The character of Kaline in Kaline Klattermaster's Tree House was inspired by my son, Obadiah. He's now eleven, but between the ages of four and seven he was the most hilarious, peculiar little person in the world. He lived entirely in a world he created in his head, and it was highly populated and very BUSY. The most interesting thing about his imaginary world was how specific and real it was. I was reminded of the internal world of the novelist, where one character or one tree or a single sentence can give rise to a dozen pages, or to a wild and hilarious scene. Obadiah was so good at it, in fact, that one night at dinner I asked him how his brothers in the tree house were doing — what they were up to — and he talked nonstop for two hours (much to the chagrin of my older daughter). The things he said were so rich and imaginative and delightful I wish I'd recorded them, although many of them remain in my memory, along with the look in his eyes and his sense of excitement.

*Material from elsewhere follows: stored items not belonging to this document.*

PR #730, opened 2026-08-18
Remove UUID preview env flags now UUID is GA in 2026.09 nightlies

RichardIrons-neo4j:
The `2026-community-debian-nightly` image is now 2026.09.0, where UUID went GA and `internal.cypher.uuid_type_enabled` was removed. Testkit still passes it, which fails strict config validation, so the server exits about 4 seconds after start, and the run aborts.

I ran the current nightly with no overrides at all: it boots fine, negotiates Bolt 6.1 by default, and `RETURN uuid('...')` round-trips with `valueType` reporting `UUID NOT NULL`. The whole `[uuid-preview]` env block is obsolete, not just the one removed setting, so this deletes both copies (`Standalone.start` and `Core.start`).

The two remaining `[uuid-preview]` comments (the `max_protocol_version` bound in `tests/neo4j/shared.py` and the released-version matrix TODO in `main.py`) need the final GA version number when the UUID stuff actually ships.

### DIFF
--- a/neo4j.py
+++ b/neo4j.py
@@ -70,16 +70,6 @@ class Standalone:
         if self._edition != "community":
             env_map["NEO4J_ACCEPT_LICENSE_AGREEMENT"] = "yes"
 
-        # TODO: remove once UUID is GA
-        # [uuid-preview] search tag for removal of UUID preview workarounds
-        if (2026, 4) < self._version:
-            env_map.update({
-                "NEO4J_internal_dbms_latest__runtime__version": "2147483647",
-                "NEO4J_internal_dbms_latest__kernel__version": "254",
-                "NEO4J_internal_cypher_uuid__type__enabled": "true",
-                "NEO4J_internal_dbms_bolt_max__protocol__version": "6.1",
-            })
-
         logs_path = join(self._artifacts_path, "logs")
         self._container = docker.run(
             self._image, self._hostname,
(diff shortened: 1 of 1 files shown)


bigmontz (dismissed):
🥇

neo4j.py
```diff
@@ -70,16 +70,6 @@ def start(self, network):
...
-        # TODO: remove once UUID is GA
-        # [uuid-preview] search tag for removal of UUID preview workarounds
-        if (2026, 4) < self._version:
-            env_map.update({
-                "NEO4J_internal_dbms_latest__runtime__version": "2147483647",
-                "NEO4J_internal_dbms_latest__kernel__version": "254",
-                "NEO4J_internal_cypher_uuid__type__enabled": "true",
-                "NEO4J_internal_dbms_bolt_max__protocol__version": "6.1",
-            })
-
```
bigmontz, line 82: Don't we test against other versions between 2026.04 and now?

bigmontz (approved):
Just a small comment, but I think if it is fine if we will only test for 2026.09 and following versions.

neo4j.py
RichardIrons-neo4j: No — the matrix only tests released versions up to 5.26 (2025.10 is still commented out pending release), plus nightlies: 5.26 (tag 5) and the 2026.dev configs. There's nothing between 2026.04 and now; the only configs the deleted block ever fired for are the 2026.dev ones, and they all pull the same current nightly, where the UUID flag is now fatal.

The other inspiration for the book was Obadiah's experience in school. He never sat still, he could never pay attention, he hated (and continues to loathe) holding a pencil, and his teachers, who were patient to the point of saintliness, finally asked us to have him tested by educational psychologists at Duke University. We did so, and the results were about what anyone would expect. The possibilities were special schools, medications, the standard course of action. But none of us — his dad, his sister, his grandparents included — wanted those things for him. We want him just as he is, even though he doesn't always fit in and doesn't seem to mind.


He is such a great and rare gift, that boy, and the more I thought about it the more I realized there must be thousands just like him, little people living with one parent or with grandparents, or, I don't know, a pack of friendly wolves; kids who have their own way of coping. They have their own magic, and it saves them, and it's a blessing.